Connie answers letters from troubled readers if she feels like it. Submit your letter to Connie the Cyber-Counsellor at
Bernadettewickersham@gmail.com.
Dear Connie, I have 5 sons and two sons in law, and a husband. They all are willing to help me out whenever I ask. Each has different talents and I take advantage of them whenever possible by flattering them and behaving as though I will hurt myself if I try to do the project myself. Over the last few months, I've had, among other favors, trees cut down, automotive work, dishwasher installation, a new floor, new electric service, new water heater, and endless service calls to get my computer back up and running.
On August 28 I published a blog about my broken garbage disposer. It can be read at this link: Or you can skip it, as it lends nothing to this story.
http://www.blogger.com/blogger.g?blogID=3460265118502529212#editor/target=post;postID=5030441108337668082;onPublishedMenu=allposts;onClosedMenu=allposts;postNum=49;src=postname
My son Charles immediately sent me a new disposer, which has been ever since in its box by the front door, unnoticed.
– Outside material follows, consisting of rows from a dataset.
PR #27887, opened 2020-09-29
Build: fixing failing release packaged build due to uPlot dependency not properly setup

mckn:
Currently master is failing due to a dependency on `app/public/plugins/panel/graph3` and uPlot styling not being configured properly. This PR is resolving those issues.


dprokop (approved):
Thanks, great catch!

mckn:
> Thanks, great catch!

I still have one issue to resolve

PR #27906, opened 2020-09-29
@grafana/toolkit: cleanup

stevenvachon:
See commit message(s).

Main edits:
* https://github.com/grafana/grafana/pull/27906/files#diff-ac6b234d1b9d086337b392292b962704R3

### DIFF
--- a/packages/grafana-toolkit/src/cli/utils/useSpinner.ts
+++ b/packages/grafana-toolkit/src/cli/utils/useSpinner.ts
@@ -1,20 +1,16 @@
-import ora = require('ora');
+import ora from 'ora';
 
-type FnToSpin<T> = (options: T) => Promise<any>;
-
-export function useSpinner<T = void>(spinnerLabel: string, fn: FnToSpin<T>, killProcess = true) {
-  return async (options: T) => {
-    const spinner = ora(spinnerLabel);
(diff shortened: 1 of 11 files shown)


packages/grafana-toolkit/src/cli/utils/useSpinner.ts
```diff
@@ -1,20 +1,16 @@
...
-    try {
-      await fn(options);
-      spinner.succeed();
-    } catch (e) {
-      console.trace(e); // eslint-disable-line no-console
-      spinner.fail(e.message || e);
-      if (killProcess) {
-        process.exit(1);
-      }
+export const useSpinner = async (label: string, fn: () => Promise<any>, killProcess = true) => {
```
ryantxu, line 3: when do you export const vs export function?  

I know the const stuff is useful for binding `this` but any use here?

ryantxu (approved):

packages/grafana-toolkit/src/cli/utils/useSpinner.ts
stevenvachon: TypeScript generics don't support arrow functions, so I use them then as well. I give preference to arrow functions mostly.

PR #27907, opened 2020-09-29
Toolkit: implement plugin signing in grafana-toolkit

DanCech:
This PR adds the ability to sign plugins via grafana-toolkit

Note: this is dependent on grafana.com endpoints which are not yet in production, but I wanted to get this PR opened for feedback.

@ryantxu @jhunthrop


packages/grafana-toolkit/src/cli/index.ts
```diff
@@ -176,6 +177,19 @@ export const run = (includeInternalScripts = false) => {
       });
     });
 
+  program
+    .command('plugin:sign')
+    .option('--signatureType <type>', 'Signature Type')
+    .option('--rootUrls <urls...>', 'Root URLs')
+    .description('Create a plugin signature')
```
ryantxu, line 184: the cli should maybe also accept `GRAFANA_API_KEY` and the help should say something about it

packages/grafana-toolkit/src/cli/index.ts
```diff
@@ -195,11 +209,14 @@ export const run = (includeInternalScripts = false) => {
 
   program
     .command('plugin:ci-package')
-    .option('--signing-admin', 'Use the admin API endpoint for signing the manifest.', false)
+    .option('--signatureType <type>', 'Signature Type')
+    .option('--rootUrls <urls...>', 'Root URLs')
```
ryantxu, line 213: It does not hurt to add here, but I don't think it can be used outside our internal CI now anyway

ryantxu:
looks good!   We will need some careful attention to the command line help, but other than that this looks close

packages/grafana-toolkit/src/plugins/manifest.ts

When my husband started parking his briefcase on it, I
moved it to the basement to hold the dryer door shut when I tumble my
athletic shoes.
Yesterday morning a faithful reader of my blog showed up at the front door with tools in hand offering to install the new disposer. This volunteer shares a delicious resemblance to Mr. Clean, of cleaning fame. I couldn't resist his charm, or the thought of a disposer humming away under our sink, hungry for cucumber peelings and table scraps. He had it installed in minutes.
Connie, how can I be sure my Man-Team doesn't abandon me. One of them happened by as Mr. Clean was finishing the installation and snapped, "Don't be calling me when that thing breaks!" I sensed I had offended his manhood or even broken the sacred bond between mother and handyman.
Help me out!
Prissy Bloggerbitch
Dear Prissy, You are right to be concerned. What kind of a ninny would risk the affection and mechanical ability of eight worthy men simply because a handsome handyman showed up at the door? You should be ashamed. Start baking immediately and don't stop until you've made enough cookies to appease the rest of your guys. Most of us would kill just to have one of them helping us out.
Connie
PS: Send me that Mr. Clean guy's number.